▶ [Task material]
PR #1026, opened 2025-05-08
js: fix the automerge.wasm.base64 export

nikgraf:
Note: I haven't tried it yet.

### DIFF
--- a/javascript/HACKING.md
+++ b/javascript/HACKING.md
@@ -134,7 +134,7 @@ Altogether then we have the following exports:
 - `/`: The full package with WebAssembly initialization
 - `/slim`: Only the JavaScript code, no WebAssembly initialization
 - `/automerge.wasm`: The WebAssembly file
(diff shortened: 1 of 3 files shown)


alexjg:
Based on my experiments this still needs a bit of work. I created a basic next.js project and then added `"@automerge/automerge": "<path to this project>/javascript"` to `package.json`, then did the `/slim` and `base64.wasm` import dance. This works fine in an app built using `next build` but fails to resolve the package in `next dev`. I don't know a lot about Next.js, does it's dev mode respect subpath exports?

nikgraf:
@alexjg this is a simple Next.js example where dev and build version work https://github.com/nikgraf/automerge-nextjs-example

Note: There are several improvements/variations I plan to in the future, but initial step would be to get rid of this type error https://github.com/nikgraf/automerge-nextjs-example/blob/main/src/components/test.tsx#L8-L9

alexjg:
The test failures here are flakes I think, I'm not rerunning yet as I want @orionz to have a chance to look at them first.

▶ [Assigned task]
Find the line with "version work https://github.com/nikgraf/automerge-nextjs-example" in the listing above, then write out that line and each remaining line exactly, with no other text.

▶ [Expected output]
@alexjg this is a simple Next.js example where dev and build version work https://github.com/nikgraf/automerge-nextjs-example

Note: There are several improvements/variations I plan to in the future, but initial step would be to get rid of this type error https://github.com/nikgraf/automerge-nextjs-example/blob/main/src/components/test.tsx#L8-L9

alexjg:
The test failures here are flakes I think, I'm not rerunning yet as I want @orionz to have a chance to look at them first.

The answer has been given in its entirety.